PR #2616, opened 2021-06-07
support GpuSortArray

### LINKED ISSUE #2557: [FEA] support sort_array on GPU
The support of `sort_array` function is missing now, which sorts the input array in ascending or descending order according to the natural ordering of the array elements. 

~It appears that an additional cuDF API like `ColumnVector.listSortByRow` is required. ~

sperlingxx:
Closes #2557.

This PR is to support sort_array function on GPU with cuDF method `ColumnVector.listSortRows`.

### DIFF
--- a/integration_tests/src/main/python/collection_ops_test.py
+++ b/integration_tests/src/main/python/collection_ops_test.py
@@ -27,6 +27,8 @@ nested_gens = [ArrayGen(LongGen()),
 non_nested_array_gens = [ArrayGen(sub_gen, nullable=nullable)
                          for nullable in [True, False] for sub_gen in all_gen + [null_gen]]
 
+non_null_nested_array_gens = [g for g in non_nested_array_gens if not g.nullable]
+
 @pytest.mark.parametrize('data_gen', non_nested_array_gens, ids=idfn)
 def test_concat_list(data_gen):
     assert_gpu_and_cpu_are_equal_collect(
@@ -96,10 +98,9 @@ def test_size_of_map(data_gen, size_of_null):
             lambda spark: unary_op_df(spark, data_gen).selectExpr('size(a)'),
             conf={'spark.sql.legacy.sizeOfNull': size_of_null})
 
-@pytest.mark.parametrize('data_gen', [g for g in non_nested_array_gens if g.nullable == False][:1], ids=idfn)
-@pytest.mark.parametrize('is_ascending', ['True', 'False'], ids=idfn)
+@pytest.mark.parametrize('data_gen', non_null_nested_array_gens, ids=idfn)
+@pytest.mark.parametrize('is_ascending', [True, False], ids=idfn)
 def test_sort_array(data_gen, is_ascending):
     assert_gpu_and_cpu_are_equal_collect(
-        lambda spark: unary_op_df(spark, data_gen).selectExpr('sort_array(a, false) as b'),
-        conf={}
-    )
+        lambda spark: unary_op_df(spark, data_gen).select(
+            f.sort_array(f.col('a'), is_ascending)))
--- a/integration_tests/src/main/python/collection_ops_test.py
+++ b/integration_tests/src/main/python/collection_ops_test.py
@@ -95,3 +95,11 @@ def test_size_of_map(data_gen, size_of_null):
     assert_gpu_and_cpu_are_equal_collect(
             lambda spark: unary_op_df(spark, data_gen).selectExpr('size(a)'),
             conf={'spark.sql.legacy.sizeOfNull': size_of_null})
+
+@pytest.mark.parametrize('data_gen', [g for g in non_nested_array_gens if g.nullable == False][:1], ids=idfn)
+@pytest.mark.parametrize('is_ascending', ['True', 'False'], ids=idfn)
+def test_sort_array(data_gen, is_ascending):
+    assert_gpu_and_cpu_are_equal_collect(
+        lambda spark: unary_op_df(spark, data_gen).selectExpr('sort_array(a, false) as b'),
+        conf={}
+    )
--- a/integration_tests/src/main/python/collection_ops_test.py
+++ b/integration_tests/src/main/python/collection_ops_test.py
@@ -14,9 +14,10 @@
 
 import pytest
 
-from asserts import assert_gpu_and_cpu_are_equal_collect
+from asserts import assert_gpu_and_cpu_are_equal_collect, assert_gpu_and_cpu_are_equal_sql
 from data_gen import *
 from pyspark.sql.types import *
+from spark_session import with_cpu_session
 from string_test import mk_str_gen
 import pyspark.sql.functions as f
 
@@ -26,8 +27,6 @@ nested_gens = [ArrayGen(LongGen()),
 # additional test for NonNull Array because of https://github.com/rapidsai/cudf/pull/8181
 non_nested_array_gens = [ArrayGen(sub_gen, nullable=nullable)
                          for nullable in [True, False] for sub_gen in all_gen + [null_gen]]
-
-non_null_nested_array_gens = [g for g in non_nested_array_gens if not g.nullable]
 
 @pytest.mark.parametrize('data_gen', non_nested_array_gens, ids=idfn)
 def test_concat_list(data_gen):
@@ -98,9 +97,17 @@ def test_size_of_map(data_gen, size_of_null):
             lambda spark: unary_op_df(spark, data_gen).selectExpr('size(a)'),
             conf={'spark.sql.legacy.sizeOfNull': size_of_null})
 
-@pytest.mark.parametrize('data_gen', non_null_nested_array_gens, ids=idfn)
+@pytest.mark.parametrize('data_gen', non_nested_array_gens, ids=idfn)
 @pytest.mark.parametrize('is_ascending', [True, False], ids=idfn)
 def test_sort_array(data_gen, is_ascending):
     assert_gpu_and_cpu_are_equal_collect(
         lambda spark: unary_op_df(spark, data_gen).select(
             f.sort_array(f.col('a'), is_ascending)))
+
+@pytest.mark.parametrize('data_gen', non_nested_array_gens, ids=idfn)
+@pytest.mark.parametrize('is_ascending', [True, False], ids=idfn)
+def test_sort_array_lit(data_gen, is_ascending):
+    array_lit = gen_scalar(data_gen)
+    assert_gpu_and_cpu_are_equal_collect(
+        lambda spark: unary_op_df(spark, data_gen, length=10).select(
+            f.sort_array(f.lit(array_lit), is_ascending)))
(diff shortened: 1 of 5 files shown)


sql-plugin/src/main/scala/org/apache/spark/sql/rapids/collectionOperations.scala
━━━━
Gather every line from the listing above in which "lambda" appears, and copy those lines.

             lambda spark: unary_op_df(spark, data_gen).selectExpr('size(a)'),
-        lambda spark: unary_op_df(spark, data_gen).selectExpr('sort_array(a, false) as b'),
+        lambda spark: unary_op_df(spark, data_gen).select(
             lambda spark: unary_op_df(spark, data_gen).selectExpr('size(a)'),
+        lambda spark: unary_op_df(spark, data_gen).selectExpr('sort_array(a, false) as b'),
             lambda spark: unary_op_df(spark, data_gen).selectExpr('size(a)'),
         lambda spark: unary_op_df(spark, data_gen).select(
+        lambda spark: unary_op_df(spark, data_gen, length=10).select(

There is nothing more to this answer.